Estimation of methane emissions at European scale with a special focus on Austria

In recent years, methane (CH4) has attracted increasing scientific attention as the second most abundant anthropogenic greenhouse gas (GHG) in the atmosphere. Due to the high reduction potential and the relatively short atmospheric lifetime of around 9 years, mitigation measures can become effective within a relatively short period of time. However, the current estimates of CH4 fluxes from emission inventories are still subject to uncertainties at both global and regional scale.

An effort to reduce uncertainties from those bottom-up flux estimates is given by inverse modelling, which provides a robust tool to verify GHG emissions by combining GHG observations as well as atmospheric transport modelling and statistical optimization.

In this study, we use an inverse modelling approach to estimate CH4 fluxes at European scale for the year 2022. Additionally, we use the European in-situ observation network to explore the feasibility of reducing uncertainties in CH4 fluxes in Austria, a European country with a limited availability of stationary observations. This work is part of the Austrian ASAP18 flagship project “GHG-KIT: Keep it traceable”.

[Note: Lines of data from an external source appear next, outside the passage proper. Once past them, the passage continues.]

PR #2328, opened 2025-11-05
[pmp] MSB and LSB of PMP address now params

marnovandermaas:
Instead of hardcoding 33 and 2 all over the code base as the most significant and least significant bit of the PMP address, this change creates appropriate parameters in the Ibex package that can be re-used in the rest of the code base.

This commit also replaces some hard-coded 16 values with PMP_MAX_REGIONS which was already a parameter in the Ibex package.

Finally it makes a slight clarifying change to avoid mixing pmp_mseccfg and pmp_mseccfg_q in the same assignment even though they refer to the same value.

### DIFF
--- a/rtl/ibex_cs_registers.sv
+++ b/rtl/ibex_cs_registers.sv
@@ -1183,7 +1183,7 @@ module ibex_cs_registers import ibex_pkg::*; #(
       // When MSECCFG.MML is set cannot add new regions allowing M mode execution unless MSECCFG.RLB
       // is set
       assign pmp_cfg_wr_suppress[i] = pmp_mseccfg_q.mml                   &
-                                      ~pmp_mseccfg.rlb                    &
+                                      ~pmp_mseccfg_q.rlb                  &
                                       is_mml_m_exec_cfg(pmp_cfg_wdata[i]);
 
       // --------------------------


rtl/ibex_cs_registers.sv
```diff
@@ -9,28 +9,28 @@
...
-  parameter bit                     PMPEnable         = 0,
-  parameter int unsigned            PMPGranularity    = 0,
-  parameter int unsigned            PMPNumRegions     = 4,
-  parameter ibex_pkg::pmp_cfg_t     PMPRstCfg[16]     = ibex_pkg::PmpCfgRst,
-  parameter logic [33:0]            PMPRstAddr[16]    = ibex_pkg::PmpAddrRst,
-  parameter ibex_pkg::pmp_mseccfg_t PMPRstMsecCfg     = ibex_pkg::PmpMseccfgRst,
-  parameter bit                     RV32E             = 0,
-  parameter ibex_pkg::rv32m_e RV32M                   = ibex_pkg::RV32MFast,
-  parameter ibex_pkg::rv32b_e RV32B                   = ibex_pkg::RV32BNone,
+module ibex_cs_registers import ibex_pkg::*; #(
```
SamuelRiedel, line 12: Nit: After moving this here, you can remove the import on line 133.

rtl/ibex_pkg.sv
```diff
@@ -387,6 +387,12 @@ package ibex_pkg;
   // PMP constants
   parameter int unsigned PMP_MAX_REGIONS      = 16;
   parameter int unsigned PMP_CFG_W            = 8;
+  // For RV32 the most significant bit of PMP address refers to the physical
+  // address bit index 33.
+  parameter int unsigned PMP_ADDR_MSB         = 33;
```
SamuelRiedel, line 392: In the very end of the package, we have the definition of `PmpAddrRst`, which also uses the `PMP_ADDR_MSB` for its width. This is the only instance I found where you didn't update the hardcoded value with the new parameter:

rtl/ibex_cs_registers.sv
marnovandermaas: Thanks for the detailed review, I've removed this line.

rtl/ibex_pkg.sv
marnovandermaas: Thanks, I also found two more instances of PMP max regions that I replaced.

PR #2324, opened 2025-10-13
Add Zcb and Zcmp extensions DV

SamuelRiedel:
This PR adds support for the **Zcb** and **Zcmp** code-saving extensions. This support is implemented in a parameterizable way via the `RV32ZC` parameter, which allows choosing none, either, or both extensions. By default, both extensions are enabled because their combined hardware overhead is small, approximately 800 gate equivalents.

The Zcb extension introduces new compressed encodings for common instructions already supported in Ibex. The Zcmp extension introduces single compressed instructions that expand into multiple existing instructions within Ibex. For example, a stack push expands into multiple store instructions and a stack pointer update. Therefore, both extensions are implemented in the IF stage.

Adding these new instructions requires updates to the following components:
- [x] Ibex RTL: Implemented in: https://github.com/lowRISC/ibex/pull/2347
- [x] Documentation: Updated in: https://github.com/lowRISC/ibex/pull/2347
- [x] Verification: Implemented in this PR as well. Some missing parts still (see at the bottom)
  + [x] `riscv-isa-sim` (Spike): Updated Spike to support those new extensions https://github.com/lowRISC/riscv-isa-sim/pull/27
  + [x] `riscv-dv`: Add both extensions to [riscv-dv](https://github.com/SamuelRiedel/riscv-dv/tree/zcbzcmp). We can either try to upstream those or create a fork.
    * [x] Small fix to simplify Zcb/Zcmp extension: https://github.com/chipsalliance/riscv-dv/pull/1024
    * [x] Support for Zcb extension: https://github.com/chipsalliance/riscv-dv/pull/1025
    * [x] Support for the Zcmp's CMMV instructions: https://github.com/chipsalliance/riscv-dv/pull/1026
  + [x] Ibex co-simulation: Updated in this PR.
    * [x] Support for Zcb extension
    * [x] Support for the Zcmp's CMMV instructions
    * [x] Support for Zcmp's CMPP instructions
- [ ] Compiler Support: We need to update the compiler to a version that supports the Zcb and Zcmp instructions. Currently, we are still on an [rather old](https://github.com/lowRISC/ibex/blob/master/ci/vars.env#L10) version. The latest RISC-V GCC and Clang support those instructions already.

Missing Components and Known Issues:
[...]

PR #2346, opened 2025-12-18
[dv] Use `id_done` to accurately track instruction monitor

SamuelRiedel:
This refactors `instr_vif` to use `rvfi_id_done` instead of `instr_new_id` to track when a new instruction appears in the ID stage. This interface and signal are only used to keep track of instruction fetch errors by using the aforementioned valid signal and checking whether the `rvfi_order_id` has advanced. However, `instr_new_id` will be gated if an instruction fetch error occurs after another error, causing us to overlook the `fetch_err` in the verification. With this change, we also no longer need to look at `valid_id` since the `rvfi_id_done` already contains this information.

This will fix failing `riscv_mem_error_test` in the nightly runs and the failing CI in https://github.com/lowRISC/ibex/pull/2324


rswarbrick (approved):
Looks good to me, and thanks for the careful explanation.

PR #2350, opened 2026-01-14
[doc] PMP instruction fetch check clarified

marnovandermaas:
Clarify that instruction fetch bus should not contain devices that experience side-effects due to reads.


nasahlpa (approved):
Thanks for clarifying this!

Hereby, the inverse modelling tool FLEXINVERT is used, which is based on the backward simulations of the Lagrangian particle dispersion model FLEXPART (FLEXible PARTicle). In particular, we investigate to what extent prolonged backward trajectories of 50 to 100 days contribute to better constrain the CH4 fluxes. In an attempt to estimate background concentrations as accurately as possible, we use global CH4 concentration fields obtained with the chemical transport model FLEXPART (CTM).